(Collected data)
((

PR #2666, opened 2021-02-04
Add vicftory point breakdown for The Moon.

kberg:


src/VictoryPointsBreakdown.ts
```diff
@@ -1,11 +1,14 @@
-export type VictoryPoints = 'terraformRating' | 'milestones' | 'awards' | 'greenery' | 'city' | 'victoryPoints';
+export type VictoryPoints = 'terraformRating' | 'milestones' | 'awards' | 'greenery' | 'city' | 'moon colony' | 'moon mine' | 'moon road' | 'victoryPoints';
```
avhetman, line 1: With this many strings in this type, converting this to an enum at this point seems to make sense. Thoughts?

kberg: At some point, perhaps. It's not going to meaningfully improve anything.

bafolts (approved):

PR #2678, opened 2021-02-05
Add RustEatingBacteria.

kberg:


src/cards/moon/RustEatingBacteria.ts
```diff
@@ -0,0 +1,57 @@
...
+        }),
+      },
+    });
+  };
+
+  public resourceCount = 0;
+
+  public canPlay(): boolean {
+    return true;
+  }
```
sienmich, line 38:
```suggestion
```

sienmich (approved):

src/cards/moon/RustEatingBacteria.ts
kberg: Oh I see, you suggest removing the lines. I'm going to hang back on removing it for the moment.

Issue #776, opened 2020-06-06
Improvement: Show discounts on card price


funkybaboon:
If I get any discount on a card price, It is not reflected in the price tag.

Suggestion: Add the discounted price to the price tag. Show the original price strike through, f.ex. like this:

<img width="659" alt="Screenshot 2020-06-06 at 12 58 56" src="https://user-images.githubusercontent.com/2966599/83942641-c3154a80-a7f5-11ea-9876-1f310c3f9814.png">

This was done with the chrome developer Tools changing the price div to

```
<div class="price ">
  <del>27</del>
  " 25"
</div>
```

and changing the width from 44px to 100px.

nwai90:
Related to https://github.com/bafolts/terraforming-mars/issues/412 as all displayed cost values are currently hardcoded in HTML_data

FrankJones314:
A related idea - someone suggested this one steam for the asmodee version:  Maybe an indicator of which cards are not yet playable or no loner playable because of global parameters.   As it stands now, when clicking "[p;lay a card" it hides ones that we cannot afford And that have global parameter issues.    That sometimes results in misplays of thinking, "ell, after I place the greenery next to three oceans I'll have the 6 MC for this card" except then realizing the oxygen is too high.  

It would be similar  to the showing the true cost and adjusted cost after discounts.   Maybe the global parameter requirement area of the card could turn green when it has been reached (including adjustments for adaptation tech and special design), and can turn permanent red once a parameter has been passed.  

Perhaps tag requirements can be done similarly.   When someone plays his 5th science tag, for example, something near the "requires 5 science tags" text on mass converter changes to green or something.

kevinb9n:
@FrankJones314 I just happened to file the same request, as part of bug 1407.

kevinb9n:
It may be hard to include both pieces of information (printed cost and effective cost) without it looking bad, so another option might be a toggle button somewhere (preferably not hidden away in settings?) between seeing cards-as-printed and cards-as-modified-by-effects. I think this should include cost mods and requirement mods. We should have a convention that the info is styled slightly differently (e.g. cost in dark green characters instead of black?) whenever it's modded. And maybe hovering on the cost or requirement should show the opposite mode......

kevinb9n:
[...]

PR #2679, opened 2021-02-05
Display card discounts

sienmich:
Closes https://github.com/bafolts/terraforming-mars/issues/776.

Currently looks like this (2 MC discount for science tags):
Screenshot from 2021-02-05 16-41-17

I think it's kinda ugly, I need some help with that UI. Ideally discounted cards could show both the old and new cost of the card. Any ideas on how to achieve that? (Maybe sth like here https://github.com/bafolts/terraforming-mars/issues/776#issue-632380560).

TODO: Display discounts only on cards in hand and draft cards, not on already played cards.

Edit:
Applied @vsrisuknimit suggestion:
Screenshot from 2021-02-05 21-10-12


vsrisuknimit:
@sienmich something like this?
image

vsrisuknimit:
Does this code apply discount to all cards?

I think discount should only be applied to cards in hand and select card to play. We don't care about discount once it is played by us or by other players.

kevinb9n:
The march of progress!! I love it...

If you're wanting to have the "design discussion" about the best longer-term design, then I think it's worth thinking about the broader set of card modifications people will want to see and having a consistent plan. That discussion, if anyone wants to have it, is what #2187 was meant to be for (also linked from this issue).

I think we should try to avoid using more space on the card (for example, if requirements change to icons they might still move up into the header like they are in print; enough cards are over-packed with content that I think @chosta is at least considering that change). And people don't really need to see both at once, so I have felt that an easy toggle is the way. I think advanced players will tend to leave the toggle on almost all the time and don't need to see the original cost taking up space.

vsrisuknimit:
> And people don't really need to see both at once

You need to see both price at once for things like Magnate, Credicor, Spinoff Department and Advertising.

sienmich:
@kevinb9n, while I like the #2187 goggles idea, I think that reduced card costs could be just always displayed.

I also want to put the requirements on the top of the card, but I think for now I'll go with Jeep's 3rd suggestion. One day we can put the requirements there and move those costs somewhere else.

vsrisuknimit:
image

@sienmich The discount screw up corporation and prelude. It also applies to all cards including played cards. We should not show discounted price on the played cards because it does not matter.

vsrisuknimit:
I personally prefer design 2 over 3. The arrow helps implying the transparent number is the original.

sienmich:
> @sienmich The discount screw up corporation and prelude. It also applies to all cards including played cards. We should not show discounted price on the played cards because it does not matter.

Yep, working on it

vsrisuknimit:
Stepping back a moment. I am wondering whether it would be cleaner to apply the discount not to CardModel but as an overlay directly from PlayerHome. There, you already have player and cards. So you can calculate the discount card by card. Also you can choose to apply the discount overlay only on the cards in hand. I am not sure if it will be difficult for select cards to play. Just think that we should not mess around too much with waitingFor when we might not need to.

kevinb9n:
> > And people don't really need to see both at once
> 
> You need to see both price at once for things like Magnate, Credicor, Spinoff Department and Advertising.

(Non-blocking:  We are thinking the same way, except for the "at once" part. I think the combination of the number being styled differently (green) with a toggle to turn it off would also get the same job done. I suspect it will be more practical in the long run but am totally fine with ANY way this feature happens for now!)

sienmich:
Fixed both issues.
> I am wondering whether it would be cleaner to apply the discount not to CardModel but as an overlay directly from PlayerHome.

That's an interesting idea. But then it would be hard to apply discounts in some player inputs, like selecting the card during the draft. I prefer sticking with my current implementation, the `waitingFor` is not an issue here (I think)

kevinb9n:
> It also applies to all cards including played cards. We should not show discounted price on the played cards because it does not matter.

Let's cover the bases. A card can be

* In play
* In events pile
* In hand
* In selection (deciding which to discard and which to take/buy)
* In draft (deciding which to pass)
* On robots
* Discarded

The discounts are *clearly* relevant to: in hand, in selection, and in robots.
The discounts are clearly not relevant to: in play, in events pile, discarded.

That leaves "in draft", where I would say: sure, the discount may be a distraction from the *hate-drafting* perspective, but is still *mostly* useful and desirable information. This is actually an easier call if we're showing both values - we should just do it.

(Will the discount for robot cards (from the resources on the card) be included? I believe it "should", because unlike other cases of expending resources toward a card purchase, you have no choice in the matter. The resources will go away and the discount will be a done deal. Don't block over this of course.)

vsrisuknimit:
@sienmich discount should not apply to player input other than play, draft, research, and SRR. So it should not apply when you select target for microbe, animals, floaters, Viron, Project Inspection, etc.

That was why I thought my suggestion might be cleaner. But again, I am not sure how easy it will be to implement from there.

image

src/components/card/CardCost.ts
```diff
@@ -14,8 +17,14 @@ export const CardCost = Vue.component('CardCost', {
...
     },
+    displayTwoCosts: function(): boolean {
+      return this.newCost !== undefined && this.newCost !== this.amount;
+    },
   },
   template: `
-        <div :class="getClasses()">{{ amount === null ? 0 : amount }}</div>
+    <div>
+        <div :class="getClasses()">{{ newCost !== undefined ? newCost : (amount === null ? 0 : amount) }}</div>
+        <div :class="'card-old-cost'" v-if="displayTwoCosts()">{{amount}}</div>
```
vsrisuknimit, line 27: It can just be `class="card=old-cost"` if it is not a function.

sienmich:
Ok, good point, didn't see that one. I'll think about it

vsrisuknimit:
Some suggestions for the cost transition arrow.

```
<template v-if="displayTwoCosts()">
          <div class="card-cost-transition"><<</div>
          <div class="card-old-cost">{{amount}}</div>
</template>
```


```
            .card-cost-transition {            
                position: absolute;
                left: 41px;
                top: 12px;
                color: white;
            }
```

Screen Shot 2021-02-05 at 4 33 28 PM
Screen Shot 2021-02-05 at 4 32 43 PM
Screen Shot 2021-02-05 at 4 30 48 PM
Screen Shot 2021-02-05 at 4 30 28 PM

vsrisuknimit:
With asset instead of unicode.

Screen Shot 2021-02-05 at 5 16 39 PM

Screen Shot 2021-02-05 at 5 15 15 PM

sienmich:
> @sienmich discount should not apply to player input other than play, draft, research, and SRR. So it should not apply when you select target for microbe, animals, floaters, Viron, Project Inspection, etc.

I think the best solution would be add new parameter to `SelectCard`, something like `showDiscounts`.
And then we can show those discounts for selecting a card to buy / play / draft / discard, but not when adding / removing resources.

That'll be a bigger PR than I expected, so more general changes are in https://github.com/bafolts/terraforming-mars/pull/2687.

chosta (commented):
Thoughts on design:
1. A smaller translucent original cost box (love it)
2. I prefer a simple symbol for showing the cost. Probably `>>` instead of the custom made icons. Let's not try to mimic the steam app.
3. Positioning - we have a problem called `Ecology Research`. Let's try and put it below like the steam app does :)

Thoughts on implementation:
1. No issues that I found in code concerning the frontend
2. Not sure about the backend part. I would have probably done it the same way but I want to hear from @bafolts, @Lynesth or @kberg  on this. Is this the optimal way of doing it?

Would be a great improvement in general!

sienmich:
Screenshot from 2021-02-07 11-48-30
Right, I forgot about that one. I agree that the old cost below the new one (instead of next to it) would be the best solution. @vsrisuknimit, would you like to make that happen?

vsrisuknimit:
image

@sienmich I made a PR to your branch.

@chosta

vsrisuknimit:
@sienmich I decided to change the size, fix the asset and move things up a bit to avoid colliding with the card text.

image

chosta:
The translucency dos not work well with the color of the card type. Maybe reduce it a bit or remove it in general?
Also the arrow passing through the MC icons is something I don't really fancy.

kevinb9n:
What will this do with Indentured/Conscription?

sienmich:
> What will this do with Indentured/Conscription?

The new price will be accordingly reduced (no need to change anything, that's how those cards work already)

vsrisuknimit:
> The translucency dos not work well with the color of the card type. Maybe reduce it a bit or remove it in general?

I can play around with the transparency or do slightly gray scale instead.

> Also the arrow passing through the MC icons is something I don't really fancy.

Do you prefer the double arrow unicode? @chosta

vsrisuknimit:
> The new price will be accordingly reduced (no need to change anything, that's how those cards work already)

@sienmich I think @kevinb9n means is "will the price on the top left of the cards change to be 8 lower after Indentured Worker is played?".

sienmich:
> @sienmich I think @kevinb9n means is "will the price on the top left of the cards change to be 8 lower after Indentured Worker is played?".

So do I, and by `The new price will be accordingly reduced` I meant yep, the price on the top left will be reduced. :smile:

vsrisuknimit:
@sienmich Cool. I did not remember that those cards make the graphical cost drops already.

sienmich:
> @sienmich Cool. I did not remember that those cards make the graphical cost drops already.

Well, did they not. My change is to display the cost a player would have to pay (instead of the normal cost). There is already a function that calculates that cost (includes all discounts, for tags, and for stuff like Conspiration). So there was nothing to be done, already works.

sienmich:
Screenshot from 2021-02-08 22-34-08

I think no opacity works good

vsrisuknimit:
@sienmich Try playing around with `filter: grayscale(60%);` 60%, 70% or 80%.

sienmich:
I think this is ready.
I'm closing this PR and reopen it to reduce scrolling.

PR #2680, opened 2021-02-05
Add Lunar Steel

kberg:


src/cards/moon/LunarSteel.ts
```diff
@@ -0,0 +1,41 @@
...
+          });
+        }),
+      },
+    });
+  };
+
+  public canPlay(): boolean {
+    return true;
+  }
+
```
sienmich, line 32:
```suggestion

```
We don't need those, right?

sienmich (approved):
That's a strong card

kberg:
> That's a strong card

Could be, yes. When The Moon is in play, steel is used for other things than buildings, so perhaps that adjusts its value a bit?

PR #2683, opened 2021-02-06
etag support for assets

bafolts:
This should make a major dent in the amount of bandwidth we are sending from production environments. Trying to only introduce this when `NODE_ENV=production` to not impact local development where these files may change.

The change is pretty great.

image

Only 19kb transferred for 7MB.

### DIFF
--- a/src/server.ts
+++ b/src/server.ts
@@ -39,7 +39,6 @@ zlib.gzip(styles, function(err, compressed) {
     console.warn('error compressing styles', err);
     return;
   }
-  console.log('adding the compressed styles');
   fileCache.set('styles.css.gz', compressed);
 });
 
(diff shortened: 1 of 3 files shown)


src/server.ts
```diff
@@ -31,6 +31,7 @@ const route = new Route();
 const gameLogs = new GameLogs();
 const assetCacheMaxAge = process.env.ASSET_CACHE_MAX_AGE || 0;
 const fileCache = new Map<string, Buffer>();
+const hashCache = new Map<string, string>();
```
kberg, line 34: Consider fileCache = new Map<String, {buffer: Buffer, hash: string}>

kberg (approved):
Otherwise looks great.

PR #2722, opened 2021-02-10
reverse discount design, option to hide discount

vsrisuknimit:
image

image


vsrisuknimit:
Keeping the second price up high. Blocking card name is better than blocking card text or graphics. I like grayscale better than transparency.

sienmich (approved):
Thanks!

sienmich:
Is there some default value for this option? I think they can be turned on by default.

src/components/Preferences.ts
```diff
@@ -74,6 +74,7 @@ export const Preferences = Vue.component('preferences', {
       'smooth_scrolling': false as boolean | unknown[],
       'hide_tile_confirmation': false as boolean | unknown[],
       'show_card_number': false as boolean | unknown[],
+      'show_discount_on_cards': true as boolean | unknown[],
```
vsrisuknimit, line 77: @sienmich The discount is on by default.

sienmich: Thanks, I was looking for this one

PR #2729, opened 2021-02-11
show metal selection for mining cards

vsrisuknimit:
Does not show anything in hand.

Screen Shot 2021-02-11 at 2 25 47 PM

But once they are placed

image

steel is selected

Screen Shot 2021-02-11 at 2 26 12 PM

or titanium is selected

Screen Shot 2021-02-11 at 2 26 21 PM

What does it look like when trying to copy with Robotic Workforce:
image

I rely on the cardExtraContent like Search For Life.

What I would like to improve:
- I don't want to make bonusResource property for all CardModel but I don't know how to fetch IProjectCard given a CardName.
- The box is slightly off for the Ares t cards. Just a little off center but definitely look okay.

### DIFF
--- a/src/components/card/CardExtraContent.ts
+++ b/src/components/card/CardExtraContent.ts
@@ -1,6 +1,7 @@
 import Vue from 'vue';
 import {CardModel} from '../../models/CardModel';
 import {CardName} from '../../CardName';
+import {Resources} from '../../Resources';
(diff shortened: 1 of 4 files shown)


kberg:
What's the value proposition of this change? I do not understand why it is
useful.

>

))

**TASK TO CARRY OUT:** When you reach the line with "That's an interesting" in the records above, start writing out lines exactly, and stop once the line with "just do it." has been written; include nothing else.

**OUTPUT BELOW:**
That's an interesting idea. But then it would be hard to apply discounts in some player inputs, like selecting the card during the draft. I prefer sticking with my current implementation, the `waitingFor` is not an issue here (I think)

kevinb9n:
> It also applies to all cards including played cards. We should not show discounted price on the played cards because it does not matter.

Let's cover the bases. A card can be

* In play
* In events pile
* In hand
* In selection (deciding which to discard and which to take/buy)
* In draft (deciding which to pass)
* On robots
* Discarded

The discounts are *clearly* relevant to: in hand, in selection, and in robots.
The discounts are clearly not relevant to: in play, in events pile, discarded.

That leaves "in draft", where I would say: sure, the discount may be a distraction from the *hate-drafting* perspective, but is still *mostly* useful and desirable information. This is actually an easier call if we're showing both values - we should just do it.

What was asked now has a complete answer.